Excerpts from a dataset:

################

PR #983, opened 2022-07-14
Add generics support for Interface and Union static assertions

### LINKED ISSUE #978: Generics in resolvers for Interface
Hello, I'm trying to create an interface where resolvers are generic for a type `T`, because I want to get from the context that specific type. This process works well with `Object`s but seems to break with an `Interface`.
Here's the example code to reproduce it:

```rust
use async_graphql::*;
use async_trait::async_trait;
use std::marker::PhantomData;

#[derive(Interface)]
#[graphql(
    field(name = "field", type = "String"),
)]
pub enum Multiple<T: SomeTrait> {
    One(One<T>),
    Two(Two<T>)
}

pub struct One<R>(PhantomData<R>, String);
#[Object]
impl<R: SomeTrait> One<R> {
    async fn field<'a>(&self, ctx: &Context<'a>) -> String {
        let _a = ctx.data::<R>().unwrap();
        format!("one: {}", self.1)
    }
}

pub struct Two<R>(PhantomData<R>, String);
#[Object]
impl<R: SomeTrait> Two<R> {
    async fn field<'a>(&self, ctx: &Context<'a>) -> String {
        let _a = ctx.data::<R>().unwrap();
        format!("two: {}", self.1)
    }
}

#[async_trait]
pub trait SomeTrait: 'static + Send + Sync {}

```
But when I try to compile the above I get:
```
error[E0412]: cannot find type `T` in this scope
  --> src/lib.rs:10:13
   |
10 |     One(One<T>),
   |             ^ not found in this scope

error[E0412]: cannot find type `T` in this scope
  --> src/lib.rs:11:13
   |
11 |     Two(Two<T>)
   |             ^ not found in this scope

For more information about this error, try `rustc --explain E0412`.
error: could not compile `async-graphql-example2` due to 2 previous errors
```

Do you have some suggestions on how to get the above to work?

Using `cargo expand` the issue seems to come from this const function block:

################

AIM OF THE TASK >>
Show every line above where "String" is found.

WRITTEN SOLUTION >>
    field(name = "field", type = "String"),
pub struct One<R>(PhantomData<R>, String);
    async fn field<'a>(&self, ctx: &Context<'a>) -> String {
pub struct Two<R>(PhantomData<R>, String);
    async fn field<'a>(&self, ctx: &Context<'a>) -> String {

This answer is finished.